The ISS Pass endpoint returns when the ISS will next pass over a given location on earth. In order to compute this, we need to pass the coordinates of the location to the API. We do this by passing two parameters — latitude and longitude.

We can do this by adding an optional keyword argument `params` to our request. In this case, there are two parameters we need to pass:
- lat — The latitude of the location we want.
- lon — The longitude of the location we want.
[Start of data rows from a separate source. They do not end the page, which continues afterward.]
PR #5874, opened 2024-05-16
fix(console): improve audit log error handling if the related user has been removed

charIeszhao:
## Summary

Improve the error handling logic on "Audit Logs". Do not popup error messages if the related user entity has been removed, and show the `user-id (deleted)` information instead.

## Testing

Locally tested.

image

image

## Checklist

- [x] `.changeset`
~~- [ ] unit tests~~
~~- [ ] integration tests~~


packages/console/src/components/UserName/index.tsx
```diff
@@ -18,18 +22,32 @@ type Props = {
...
   const { getTo } = useTenantPathname();
 
+  const name = useMemo(() => {
+    if (data) {
+      return getUserTitle(data);
+    }
+    if (error?.status === 404) {
+      return `${userId} (${t('general.deleted')})`;
+    }
+    return '-';
```
gao-sun, line 41: nit: `N/A`?

gao-sun (approved):
ok

packages/console/src/components/UserName/index.tsx
charIeszhao: The `-` is consistent with other usages in Console. So I think we'll just keep it as-is for now.

PR #5880, opened 2024-05-16
feat(core): add suctom scopes.updated hook events

simeng-li:
## Summary

1. Extract the management API hook context build logic as a util method. 
2. Simplify the logic in `koaManagementApiHooks` middleware. Move the `getRegisteredDataHookEventContext` check into the `DataHookContextManager`
3. Mannually trigger `OrganizationRole.Scopes.Updated` on `OrganizationRole` creation with scopeIds provided
4. Mannually trigger `Role.Scopes.Updated` on `Role` creation with scopeIds provided.
5. Mark the return body of `POST /roles/:id/scopes` as deprecated. All relation assignment should not return entity details
6. Fix the status code for the post method. 

## Testing

integration tests added

## Checklist

- [ ] `.changeset`
- [ ] unit tests
- [x] integration tests

### DIFF
--- a/packages/core/src/routes/role.scope.ts
+++ b/packages/core/src/routes/role.scope.ts
@@ -85,7 +85,7 @@ export default function roleScopeRoutes<T extends ManagementApiRouter>(
       params: object({ id: string().min(1) }),
       body: object({ scopeIds: string().min(1).array().nonempty() }),
       response: Scopes.guard.array(),
-      status: [200, 400, 404, 422],
+      status: [201, 400, 404, 422],
     }),
     async (ctx, next) => {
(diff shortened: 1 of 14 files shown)


packages/core/src/routes/role.scope.ts
```diff
@@ -100,9 +100,15 @@ export default function roleScopeRoutes<T extends ManagementApiRouter>(
         scopeIds.map((scopeId) => ({ id: generateStandardId(), roleId: id, scopeId }))
       );
 
+      /**
```
simeng-li, line 103: @wangsijie

PR #5905, opened 2024-05-21
chore(console): translate i18n phrases

charIeszhao:
## Summary

Translate i18n phrases in console.

## Testing

Locally checked, but there might be mis-translations since it's generated by OpenAI

## Checklist

~~- [ ] `.changeset`~~
~~- [ ] unit tests~~
~~- [ ] integration tests~~


packages/phrases/src/locales/ja/errors/user.ts
```diff
@@ -33,9 +33,7 @@ const user = {
   missing_mfa: 'MFAを追加してからサインインしてください。',
   totp_already_in_use: 'TOTPはすでに使用されています。',
   backup_code_already_in_use: 'バックアップコードはすでに使用されています。',
-  /** UNTRANSLATED */
   password_algorithm_required: 'Password algorithm is required.',
-  /** UNTRANSLATED */
   password_and_digest: 'You cannot set both plain text password and password digest.',
```
gao-sun, line 37: these are still untranslated?

packages/phrases/src/locales/ja/translation/admin-console/api-resources.ts
```diff
@@ -13,7 +13,6 @@ const api_resources = {
   default_api_label:
     'テナントごとにデフォルトのAPIを0または1つだけ設定できます。デフォルトのAPIが指定されている場合、認証リクエストでリソースパラメータを省略できます。その後のトークン交換は、デフォルトのAPIを対象として行われます。それにより、JWTが発行されます。<a>詳細を見る</a>',
   api_resource_created: 'APIリソース{{name}}が正常に作成されました',
-  /** UNTRANSLATED */
   invalid_resource_indicator_format: 'API indicator must be a valid absolute URI.',
```
gao-sun, line 16: ditto. should have more like this

gao-sun: it's not practical to check files one by one though. i'm good with some missing phrases

charIeszhao: Discussed offline and we are OK to leave it as-is

gao-sun (approved):

PR #5906, opened 2024-05-21
chore: update translate cli

charIeszhao:
## Summary

Fix translation CLI, by adding a missing import

## Testing

CLI command run successfully after the fix, previously there was a missing import which causes the compilation error.

## Checklist

- [x] `.changeset`

~~- [ ] unit tests~~
~~- [ ] integration tests~~

### DIFF
--- a/packages/cli/src/commands/translate/sync-keys/utils.ts
+++ b/packages/cli/src/commands/translate/sync-keys/utils.ts
@@ -259,7 +259,10 @@ const traverseNode = async (
   await fs.writeFile(targetFilePath, '', { flag: 'w+' });
 
   if (isRoot) {
-    await fs.appendFile(targetFilePath, "import type { LocalePhrase } from '../../types.js';\n\n");
+    await fs.appendFile(
+      targetFilePath,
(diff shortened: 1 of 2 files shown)


packages/cli/src/commands/translate/sync-keys/utils.ts
```diff
@@ -259,7 +259,10 @@ const traverseNode = async (
   await fs.writeFile(targetFilePath, '', { flag: 'w+' });
 
   if (isRoot) {
-    await fs.appendFile(targetFilePath, "import type { LocalePhrase } from '../../types.js';\n\n");
+    await fs.appendFile(
+      targetFilePath,
+      "import { type DeepPartial } from '@silverhand/essentials';\n\nimport type { LocalePhrase } from '../../types.js';\n\n"
```
gao-sun, line 264: should we also use `DeepPartial` for the output type?

charIeszhao: Yes, otherwise the generated phrases will have a type error at this point. Otherwise we'll have to remove the existing `DeepPartial` usage from phrases. I'm good either way

charIeszhao: Offline discussed and this is OK

gao-sun (approved):

PR #5908, opened 2024-05-21
feat: create pre-configured role with m-api access when seeding db

xiaoyijun:
## Summary

Create a pre-configured role with Management API access when seeding the database for a better Logto Management API integration experience

### Note
Since this feature is only for new user, so we don't need an alteration script.

## Testing

After the Logto instance setup:

image

image

## Checklist

- [x] `.changeset`
- [ ] unit tests
- [ ] integration tests

### DIFF
--- a/.changeset/angry-tables-repeat.md
+++ b/.changeset/angry-tables-repeat.md
@@ -1,0 +1,6 @@
+---
+"@logto/schemas": minor
+"@logto/cli": minor
+---
+
+create a pre-configured role with Management API access when seeding the database
--- a/packages/cli/src/commands/database/seed/tables.ts
+++ b/packages/cli/src/commands/database/seed/tables.ts
@@ -40,6 +40,7 @@ import { consoleLog, getPathInModule } from '../../../utils.js';
 
 import { appendAdminConsoleRedirectUris, seedTenantCloudServiceApplication } from './cloud.js';
 import { seedOidcConfigs } from './oidc-config.js';
+import { seedPreConfiguredManagementApiAccessRole } from './roles.js';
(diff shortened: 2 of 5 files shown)


.changeset/angry-tables-repeat.md
```diff
@@ -0,0 +1,6 @@
+---
+"@logto/schemas": minor
+"@logto/cli": minor
+---
+
+create a pre-configured Logto Management API access role on database seeded for a better Logto Management API integration experience
```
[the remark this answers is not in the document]
gao-sun: I think the reason "for a better experience" can be omitted here - mention it in the pull request description is already enough

gao-sun (commented):
The "database seeded" expression is weird, can you update it?

packages/cli/src/commands/database/seed/tables.ts
```diff
@@ -150,6 +151,12 @@ export const seedTables = async (
   await seedOidcConfigs(connection, defaultTenantId);
   await seedAdminData(connection, defaultManagementApi);
 
+  /**
+   * Create a pre-configured role for the Logto Management API access
+   * in the default tenant (the default tenant is the only tenant for the OSS version, and the initial tenant for cloud).
+   */
+  await seedPreConfiguredManagementApiAccessRole(connection, defaultTenantId);
```
simeng-li, line 158: How about putting the logic in the seedAdminData(connection, defaultManagementApi)

gao-sun: seedAdminData will also be used for the admin tenant, which is not expected

gao-sun (approved):

PR #5912, opened 2024-05-23
fix(core): fix azure oidc sso connector authorization error

simeng-li:
## Summary

This PR fix a online azure SSO invalid authentication error:
image

- For public organizations access EntraID OIDC applications, the token endpoint returns `expires_in` value type in number.
- For private organization access only applications, the token endpoint returns `expires_in` value type in string.

String type `expires_in` value is not supported by the OIDC connector, a invalid authorization response error will be thrown.
Update the token response guard to handle both number and string type `expires_in` value. Make the SSO connector more robust.

Also, update the response code guard for SSO routes. So the error detail won't lost. 

## Testing

test locally

## Checklist

- [x] `.changeset`
- [ ] unit tests
- [ ] integration tests

### DIFF
--- a/.changeset/serious-geese-admire.md
+++ b/.changeset/serious-geese-admire.md
@@ -1,0 +1,11 @@
+---
+"@logto/core": patch
+---
+
+fix Microsoft EntraID OIDC SSO connector invalid authorization code response bug
+
+- For public organizations access EntraID OIDC applications, the token endpoint returns `expires_in` value type in number.
+- For private organization access only applications, the token endpoint returns `expires_in` value type in string.
+
+String type `expires_in` value is not supported by the OIDC connector, a invalid authorization response error will be thrown.
+Update the token response guard to handle both number and string type `expires_in` value. Make the SSO connector more robust.
--- a/.changeset/serious-geese-admire.md
+++ b/.changeset/serious-geese-admire.md
@@ -6,6 +6,7 @@ fix Microsoft EntraID OIDC SSO connector invalid authorization code response bug
 
 - For public organizations access EntraID OIDC applications, the token endpoint returns `expires_in` value type in number.
 - For private organization access only applications, the token endpoint returns `expires_in` value type in string.
+- Expected `expires_in` value type is number. (See [v2-oauth2-auth-code-flow](https://learn.microsoft.com/en-us/entra/identity-platform/v2-oauth2-auth-code-flow#successful-response-2) for reference)
 
-String type `expires_in` value is not supported by the OIDC connector, a invalid authorization response error will be thrown.
+String type `expires_in` value is not supported by the current Microsoft EntraID OIDC connector, a invalid authorization response error will be thrown.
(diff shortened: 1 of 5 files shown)


packages/core/src/sso/types/oidc.ts
```diff
@@ -57,7 +57,8 @@ export const oidcTokenResponseGuard = z.object({
   id_token: z.string(),
   access_token: z.string().optional(),
   token_type: z.string().optional(),
-  expires_in: z.number().optional(),
+  // Microsoft EntraID may return string type for expires_in
+  expires_in: z.number().or(z.string()).optional(),
```
darcyYe, line 61: not sure whether we should convert the value to number when it is of string type.

.changeset/serious-geese-admire.md
```diff
@@ -0,0 +1,11 @@
+---
+"@logto/core": patch
+---
+
+fix Microsoft EntraID OIDC SSO connector invalid authorization code response bug
```
darcyYe, line 5: The root cause is stupid, should we attach Azure Docs link as well?

darcyYe (approved):
Overall LGTM

packages/core/src/routes/interaction/single-sign-on.ts
```diff
@@ -79,7 +79,7 @@ export default function singleSignOnRoutes<T extends IRouterParamContext>(
         connectorId: z.string(),
       }),
       body: z.record(z.unknown()),
-      status: [200, 404, 422],
+      status: [200, 404, 422, 500],
```
wangsijie, line 82: Not sure but we don't add `500` to the response status manually?

packages/core/src/sso/types/oidc.ts
simeng-li: not being used sofar

packages/core/src/routes/interaction/single-sign-on.ts
simeng-li: If not, it will throw an invalid response status expect [200, 404, 422] but received 500. The original 500 error will be hidden.

.changeset/serious-geese-admire.md
simeng-li: updated

packages/core/src/sso/OidcConnector/utils.ts
```diff
@@ -109,11 +109,12 @@ const issuedAtTimeTolerance = 600; // 10 minutes
...
   idToken: string,
   config: BaseOidcConfig,
-  nonceFromSession?: string
+  nonceFromSession: string | undefined,
+  skipIssuerCheck = false
 ) => {
   try {
     const { payload } = await jwtVerify(idToken, createRemoteJWKSet(new URL(config.jwksUri)), {
-      issuer: config.issuer,
+      issuer: skipIssuerCheck ? undefined : config.issuer,
```
gao-sun, line 117: Instead of skipping, should we dynamically check the issuer instead? The current approach does not look secure.

gao-sun (approved):

PR #5918, opened 2024-05-24
refactor(console): add management api access flag for role options

xiaoyijun:
## Summary

Add management API access flag for m2m role options for a better user experience, since it's hard to know if a m2m role has the management API  access.

And per offline discussion with designers, now we don't need to display the role assginment count in the role options, since role name is unique in our system, that information seems redundant.

### Before
image

### After
image

## Checklist

- [ ] `.changeset`
- [ ] unit tests
- [ ] integration tests


packages/console/src/components/RolesTransfer/components/RoleInformation/index.tsx
```diff
@@ -9,19 +15,36 @@ type Props = {
...
+          (
+          {type === RoleType.User
+            ? t('user_details.roles.assigned_user_count', { value: usersCount })
+            : t('application_details.roles.assigned_app_count', { value: applicationsCount })}
+          )
+        </div>
+      )}
+      {withManagementApiAccess && (
+        <Tooltip
+          anchorClassName={styles.flag}
```
wangsijie, line 42: Could you try to name it, like `managementApiFlag`.

wangsijie (approved):
Overall LGTM

packages/console/src/components/RolesTransfer/components/RoleInformation/index.tsx
xiaoyijun: Updated.

PR #5925, opened 2024-05-27
fix(connector): fix GitHub connector GET /emails forbidden error

darcyYe:
## Summary

Fix GitHub connector GET /emails forbidden error.
Some users use GitHub App instead of OAuth App to collect user permissions.
In GitHub App, you can set Account permissions that block access to Email addresses.
image
In this situation, the server will reject the `GET /users/emails` request and cause an error. We need to try and catch this error and use an empty array as fallback to prevent the disruption of the Social sign in flow.

## Testing

Tested locally.
When `GET /users/emails` API is not accessible, the social sign-in flow works fine, `userEmails` is set to be empty array.

## Checklist

- [x] `.changeset`
- [x] unit tests
- [ ] integration tests

### DIFF
--- a/.changeset/olive-deers-wink.md
+++ b/.changeset/olive-deers-wink.md
@@ -1,0 +1,7 @@
+---
+"@logto/connector-github": patch
+---
+
+fix GET /users/emails API requests break social sign-in flow error
+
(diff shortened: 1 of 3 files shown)


wangsijie (approved):

.changeset/olive-deers-wink.md
```diff
@@ -0,0 +1,7 @@
+---
+"@logto/connector-github": patch
+---
+
+fix GET /users/emails API requests break social sign-in flow error
```
gao-sun, line 5:
```suggestion
fix `GET /users/emails` API requests break social sign-in flow error
```

gao-sun (approved):

PR #5928, opened 2024-05-28
feat(console): support multi-region

gao-sun:
## Checklist

- [ ] `.changeset`
- [ ] unit tests
- [ ] integration tests


packages/console/src/onboarding/pages/CreateTenant/index.tsx
gao-sun, line 1: i intentionally did not use the dev feature guard for this page since the real blocker for releasing is service readiness. this page does not block or significantly change the existing onboarding flow.

packages/console/src/onboarding/pages/CreateTenant/index.tsx
```diff
@@ -0,0 +1,107 @@
...
+import FormField from '@/ds-components/FormField';
+import OverlayScrollbar from '@/ds-components/OverlayScrollbar';
+import RadioGroup, { Radio } from '@/ds-components/RadioGroup';
+import TextInput from '@/ds-components/TextInput';
+import useTenantPathname from '@/hooks/use-tenant-pathname';
+import * as pageLayout from '@/onboarding/scss/layout.module.scss';
+import { OnboardingPage, OnboardingRoute } from '@/onboarding/types';
+import { trySubmitSafe } from '@/utils/form';
+
+type CreateTenantForm = Omit<CreateTenantData, 'tag'>;
```
darcyYe, line 22: Why should we ignore `tag` in this case?

gao-sun: because currently it's always dev

packages/console/src/components/CreateTenantModal/index.tsx
```diff
@@ -49,9 +49,9 @@ function CreateTenantModal({ isOpen, onClose }: Props) {
 
   const cloudApi = useCloudApi();
 
-  const createTenant = async (data: CreateTenantData) => {
-    const { name, tag } = data;
-    const newTenant = await cloudApi.post('/api/tenants', { body: { name, tag } });
+  const createTenant = async ({ name, tag, regionName }: CreateTenantData) => {
+    // @ts-expect-error will be removed once we bump the `@logto/cloud` version
```
wangsijie, line 53: nit: better add a TODO tag incase we forget it.

gao-sun: TODO here won't trigger the warning, and once we bump the version it will report an error. but agreed, better to add another line of comment including `// TODO:`. i'll skip this time since it has been removed in #5929

PR #5950, opened 2024-05-30
feat(console): show version number for oss

gao-sun:
## Summary

- show the current version number in the topbar, also show a red dot if a new version is available
- reorg topbar buttons

### Normal

image

### New version available

image

## Checklist

- [x] `.changeset`
- [x] unit tests
- [ ] integration tests


packages/console/src/components/Topbar/utils.ts
```diff
@@ -0,0 +1,21 @@
+import { version } from '../../../../core/package.json';
+
+export { version as currentVersion } from '../../../../core/package.json';
+
+/** Check if the target version is greater than the current Logto version. */
+export const isGreaterThanCurrentVersion = (target: string) => {
+  const latestComponents = (target.startsWith('v') ? target.slice(1) : target).split('.');
+  const currentComponents = version.split('.');
+
+  for (const [index, component] of latestComponents.entries()) {
```
darcyYe, line 10: can we use `semver` to compare versions?

gao-sun: thought about this. but it's yet another dependency which is kind of overkill currently.

charIeszhao (approved):

simeng-li (approved):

We can make a dictionary with these parameters, and then pass them into the `requests.get` function.

In [15]:
# Set up the parameters we want to pass to the API.
# This is the latitude and longitude of New York City.
parameters = {"lat": 40.71, "lon": -74}

# Make a get request with the parameters.
page3 = requests.get("http://api.open-notify.org/iss-pass.json", params=parameters)
page3.status_code

200

In [16]:
# Get the response data as a python object. Verify that it's a dictionary.
data = response.json()
print(type(data))
print(data)

<class 'dict'>
{'message': 'success', 'request': {'altitude': 100, 'datetime': 1595446695, 'latitude': 40.71, 'longitude': -74.0, 'passes': 5}, 'response': [{'duration': 460, 'risetime': 1595452524}, {'duration': 651, 'risetime': 1595458199}, {'duration': 613, 'risetime': 1595464040}, {'duration': 559, 'risetime': 1595469931}, {'duration': 606, 'risetime': 1595475772}]}


### 03_Beautiful_Soup

In [17]:
from bs4 import BeautifulSoup
import lxml

In [18]:
links = ['https://h1bdata.info/index.php?em=&job=Data+Scientist&year=All+Years',
         'https://h1bdata.info/index.php?em=&job=Data+Engineer&year=All+Years',
         'https://h1bdata.info/index.php?em=&job=Data+Analyst&year=All+Years',
        ]

In [21]:
# Scrape table data from each of the above links and store in a list

all_data = []
for link in links:
    page_link = link
    page_response = requests.get(page_link, timeout=1000)
    page_content = BeautifulSoup(page_response.content, 'lxml')

    # save data 
    for row in page_content.find_all('tr')[1:]:
        row_data = []
        for i in row:
            row_data.append(i.text)
        all_data.append(row_data)

In [25]:
page_response.content



In [28]:
len(all_data)

19718

In [29]:
all_data[0:3]

[['PERCOLATA CORPORATION',
  'DATA SCIENTIST',
  '46,060',
  'PALO ALTO, CA',
  '03/18/2016',
  '09/02/2016',
  'CERTIFIED'],
 ['MY LIFE REGISTRY LLC',
  'DATA SCIENTIST',
  '47,960',
  'FORT LEE, NJ',
  '02/18/2015',
  '08/20/2015',
  'CERTIFIED'],
 ['MY LIFE REGISTRY LLC',
  'DATA SCIENTIST',
  '47,960',
  'FORT LEE, NJ',
  '02/18/2015',
  '08/20/2015',
  'CERTIFIED']]

### Tutorials
- Space ISS example: https://www.dataquest.io/blog/python-api-tutorial/
- https://realpython.com/beautiful-soup-web-scraper-python/

Now we've successfully downloaded a webpage in HTML and be able to render the content in the page.